Search the lines of the records for the word "when", and copy every line that has it.
BEGIN Exercise input
PR #2416, opened 2024-10-29
CAS-480 Filter bedspaces which have room wheelchair attribute

muhammad-elabdulla:
This [PR CAS-480](https://dsdmoj.atlassian.net/browse/CAS-480) is to change the way that bedspaces are filtering by wheelchair. It changes to filter bedspaces with rooms have wheelchair attribute instead of properties with wheelchair attribute

### DIFF
--- a/src/main/kotlin/uk/gov/justice/digital/hmpps/approvedpremisesapi/service/BedSearchService.kt
+++ b/src/main/kotlin/uk/gov/justice/digital/hmpps/approvedpremisesapi/service/BedSearchService.kt
@@ -143,14 +143,18 @@ class BedSearchService(
           when (it) {
             BedSearchAttributes.singleOccupancy -> "Single occupancy"
             BedSearchAttributes.sharedProperty -> "Shared property"
-            BedSearchAttributes.wheelchairAccessible -> "Wheelchair accessible"
+            BedSearchAttributes.wheelchairAccessible -> ""
           }
         }
 
-        val premisesCharacteristicIds = premisesCharacteristicsNames?.let {
-          val premisesCharacteristics = characteristicService.getCharacteristicsByNames(premisesCharacteristicsNames)
-          premisesCharacteristics.filter { it.isActive && it.matches(ServiceName.temporaryAccommodation.value, "premises") }.map { it.id }.toList()
-        } ?: emptyList()
+        val premisesCharacteristicIds = getTemporaryAccommodationCharacteristicsIds(premisesCharacteristicsNames, "premises")
+
+        val roomCharacteristicsNames = when {
+          propertyBedAttributes?.contains(BedSearchAttributes.wheelchairAccessible) == true -> listOf("Wheelchair accessible")
+          else -> null
+        }
+
+        val roomCharacteristicIds = getTemporaryAccommodationCharacteristicsIds(roomCharacteristicsNames, "room")
 
         val endDate = startDate.plusDays(durationInDays.toLong() - 1)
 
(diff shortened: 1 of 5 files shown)


src/main/kotlin/uk/gov/justice/digital/hmpps/approvedpremisesapi/service/BedSearchService.kt
```diff
@@ -143,13 +143,35 @@ class BedSearchService(
...
+
+        val roomCharacteristicIds = roomCharacteristicsNames?.let {
+          val roomCharacteristics = characteristicService.getCharacteristicsByNames(roomCharacteristicsNames)
+          roomCharacteristics.filter {
+            it.isActive &&
+              (
+                it.matches(ServiceName.temporaryAccommodation.value, "room") ||
+                  it.matches(ServiceName.temporaryAccommodation.value, "*")
+                )
+          }.map { it.id }.toList()
```
davidatkinsuk, line 174: these two chunks of code to resolve characteristics ids appear to be almost identical other than matching on 'room' instead of 'premises'. could this be moved into a common private function?

src/main/kotlin/uk/gov/justice/digital/hmpps/approvedpremisesapi/service/BedSearchService.kt
```diff
@@ -143,13 +143,35 @@ class BedSearchService(
...
+        } ?: emptyList()
+
+        val roomCharacteristicIds = roomCharacteristicsNames?.let {
+          val roomCharacteristics = characteristicService.getCharacteristicsByNames(roomCharacteristicsNames)
+          roomCharacteristics.filter {
+            it.isActive &&
+              (
+                it.matches(ServiceName.temporaryAccommodation.value, "room") ||
+                  it.matches(ServiceName.temporaryAccommodation.value, "*")
```
davidatkinsuk, line 172: looking at the definition of `CharacteristicEntity.matches`, it already considers the wildcard '*' value, so i don't think this additional check is required?

src/main/kotlin/uk/gov/justice/digital/hmpps/approvedpremisesapi/service/BedSearchService.kt
```diff
@@ -143,13 +143,35 @@ class BedSearchService(
...
+            it.isActive &&
+              (
+                it.matches(ServiceName.temporaryAccommodation.value, "premises") ||
+                  it.matches(ServiceName.temporaryAccommodation.value, "*")
+                )
+          }.map { it.id }.toList()
+        } ?: emptyList()
+
+        val roomCharacteristicIds = roomCharacteristicsNames?.let {
+          val roomCharacteristics = characteristicService.getCharacteristicsByNames(roomCharacteristicsNames)
```
davidatkinsuk, line 167: something to consider for the future - i think we should be matching on `CharacteristicEntity.propertyName` instead of `CharacteristicEntity.name` as the former is less likely to ever change.

davidatkinsuk (approved):
A few comments on potential code improvements, but functionally LGTM 👍

src/main/kotlin/uk/gov/justice/digital/hmpps/approvedpremisesapi/service/BedSearchService.kt
muhammad-elabdulla: Yes it already checking it

src/main/kotlin/uk/gov/justice/digital/hmpps/approvedpremisesapi/service/BedSearchService.kt
muhammad-elabdulla: For temporary accommodation most of the property name are null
END Exercise input
**Result of the exercise**
           when (it) {
+        val roomCharacteristicsNames = when {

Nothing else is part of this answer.